== Task ==
Would you print all of the records below exactly, without skipping any?

** Opening Data for processing block **

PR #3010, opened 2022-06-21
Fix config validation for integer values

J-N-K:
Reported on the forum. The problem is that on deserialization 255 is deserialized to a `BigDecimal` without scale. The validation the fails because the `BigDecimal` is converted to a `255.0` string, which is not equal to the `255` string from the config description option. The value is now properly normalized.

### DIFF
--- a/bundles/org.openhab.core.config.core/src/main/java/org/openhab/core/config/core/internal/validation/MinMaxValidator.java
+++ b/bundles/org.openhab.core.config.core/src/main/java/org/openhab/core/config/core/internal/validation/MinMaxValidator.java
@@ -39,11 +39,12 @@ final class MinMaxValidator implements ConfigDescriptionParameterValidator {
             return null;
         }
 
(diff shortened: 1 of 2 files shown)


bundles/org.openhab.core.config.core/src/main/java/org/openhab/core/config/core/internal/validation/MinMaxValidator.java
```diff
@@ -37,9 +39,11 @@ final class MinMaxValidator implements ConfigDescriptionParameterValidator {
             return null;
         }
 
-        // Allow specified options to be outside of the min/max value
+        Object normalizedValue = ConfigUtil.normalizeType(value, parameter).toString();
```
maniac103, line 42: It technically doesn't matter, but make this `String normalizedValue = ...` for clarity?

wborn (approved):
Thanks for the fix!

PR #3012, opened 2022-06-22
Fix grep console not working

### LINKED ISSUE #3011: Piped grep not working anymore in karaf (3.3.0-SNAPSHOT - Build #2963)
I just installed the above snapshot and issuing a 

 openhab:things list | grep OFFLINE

** Closing Data for processing block **

== Reply to the task ==
PR #3010, opened 2022-06-21
Fix config validation for integer values

J-N-K:
Reported on the forum. The problem is that on deserialization 255 is deserialized to a `BigDecimal` without scale. The validation the fails because the `BigDecimal` is converted to a `255.0` string, which is not equal to the `255` string from the config description option. The value is now properly normalized.

### DIFF
--- a/bundles/org.openhab.core.config.core/src/main/java/org/openhab/core/config/core/internal/validation/MinMaxValidator.java
+++ b/bundles/org.openhab.core.config.core/src/main/java/org/openhab/core/config/core/internal/validation/MinMaxValidator.java
@@ -39,11 +39,12 @@ final class MinMaxValidator implements ConfigDescriptionParameterValidator {
             return null;
         }
 
(diff shortened: 1 of 2 files shown)


bundles/org.openhab.core.config.core/src/main/java/org/openhab/core/config/core/internal/validation/MinMaxValidator.java
```diff
@@ -37,9 +39,11 @@ final class MinMaxValidator implements ConfigDescriptionParameterValidator {
             return null;
         }
 
-        // Allow specified options to be outside of the min/max value
+        Object normalizedValue = ConfigUtil.normalizeType(value, parameter).toString();
```
maniac103, line 42: It technically doesn't matter, but make this `String normalizedValue = ...` for clarity?

wborn (approved):
Thanks for the fix!

PR #3012, opened 2022-06-22
Fix grep console not working

### LINKED ISSUE #3011: Piped grep not working anymore in karaf (3.3.0-SNAPSHOT - Build #2963)
I just installed the above snapshot and issuing a 

 openhab:things list | grep OFFLINE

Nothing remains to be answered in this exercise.